> _Exercise goal_
Each entry is to be output precisely as it appears.

> _Information_

####################

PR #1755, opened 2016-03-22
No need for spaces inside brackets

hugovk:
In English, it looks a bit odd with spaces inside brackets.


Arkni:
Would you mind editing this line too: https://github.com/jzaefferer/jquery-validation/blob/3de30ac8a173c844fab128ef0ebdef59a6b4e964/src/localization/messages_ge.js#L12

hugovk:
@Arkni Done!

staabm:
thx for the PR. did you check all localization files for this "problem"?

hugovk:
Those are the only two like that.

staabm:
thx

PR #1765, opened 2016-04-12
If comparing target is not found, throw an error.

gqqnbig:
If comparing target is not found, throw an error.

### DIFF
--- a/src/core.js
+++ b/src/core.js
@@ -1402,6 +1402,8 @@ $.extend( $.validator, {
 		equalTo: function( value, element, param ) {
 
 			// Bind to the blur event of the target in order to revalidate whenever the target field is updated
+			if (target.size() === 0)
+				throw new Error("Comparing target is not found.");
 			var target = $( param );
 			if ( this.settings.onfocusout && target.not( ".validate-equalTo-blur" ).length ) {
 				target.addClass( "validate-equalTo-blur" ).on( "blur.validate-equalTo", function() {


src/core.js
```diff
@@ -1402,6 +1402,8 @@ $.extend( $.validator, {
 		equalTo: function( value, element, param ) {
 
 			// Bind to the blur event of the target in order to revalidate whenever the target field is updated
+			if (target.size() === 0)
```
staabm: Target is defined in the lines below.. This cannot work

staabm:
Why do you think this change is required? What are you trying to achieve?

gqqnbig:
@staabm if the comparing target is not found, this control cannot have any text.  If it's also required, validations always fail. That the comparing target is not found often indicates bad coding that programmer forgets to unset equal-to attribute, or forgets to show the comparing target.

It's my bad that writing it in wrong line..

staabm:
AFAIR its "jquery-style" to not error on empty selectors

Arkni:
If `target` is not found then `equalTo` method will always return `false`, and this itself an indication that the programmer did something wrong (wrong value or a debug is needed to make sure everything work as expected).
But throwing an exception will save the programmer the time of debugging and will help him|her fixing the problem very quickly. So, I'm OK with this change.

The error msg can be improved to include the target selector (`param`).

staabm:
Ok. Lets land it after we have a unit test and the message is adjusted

####################

> _Exercise answer_
PR #1755, opened 2016-03-22
No need for spaces inside brackets

hugovk:
In English, it looks a bit odd with spaces inside brackets.


Arkni:
Would you mind editing this line too: https://github.com/jzaefferer/jquery-validation/blob/3de30ac8a173c844fab128ef0ebdef59a6b4e964/src/localization/messages_ge.js#L12

hugovk:
@Arkni Done!

staabm:
thx for the PR. did you check all localization files for this "problem"?

hugovk:
Those are the only two like that.

staabm:
thx

PR #1765, opened 2016-04-12
If comparing target is not found, throw an error.

gqqnbig:
If comparing target is not found, throw an error.

### DIFF
--- a/src/core.js
+++ b/src/core.js
@@ -1402,6 +1402,8 @@ $.extend( $.validator, {
 		equalTo: function( value, element, param ) {
 
 			// Bind to the blur event of the target in order to revalidate whenever the target field is updated
+			if (target.size() === 0)
+				throw new Error("Comparing target is not found.");
 			var target = $( param );
 			if ( this.settings.onfocusout && target.not( ".validate-equalTo-blur" ).length ) {
 				target.addClass( "validate-equalTo-blur" ).on( "blur.validate-equalTo", function() {


src/core.js
```diff
@@ -1402,6 +1402,8 @@ $.extend( $.validator, {
 		equalTo: function( value, element, param ) {
 
 			// Bind to the blur event of the target in order to revalidate whenever the target field is updated
+			if (target.size() === 0)
```
staabm: Target is defined in the lines below.. This cannot work

staabm:
Why do you think this change is required? What are you trying to achieve?

gqqnbig:
@staabm if the comparing target is not found, this control cannot have any text.  If it's also required, validations always fail. That the comparing target is not found often indicates bad coding that programmer forgets to unset equal-to attribute, or forgets to show the comparing target.

It's my bad that writing it in wrong line..

staabm:
AFAIR its "jquery-style" to not error on empty selectors

Arkni:
If `target` is not found then `equalTo` method will always return `false`, and this itself an indication that the programmer did something wrong (wrong value or a debug is needed to make sure everything work as expected).
But throwing an exception will save the programmer the time of debugging and will help him|her fixing the problem very quickly. So, I'm OK with this change.

The error msg can be improved to include the target selector (`param`).

staabm:
Ok. Lets land it after we have a unit test and the message is adjusted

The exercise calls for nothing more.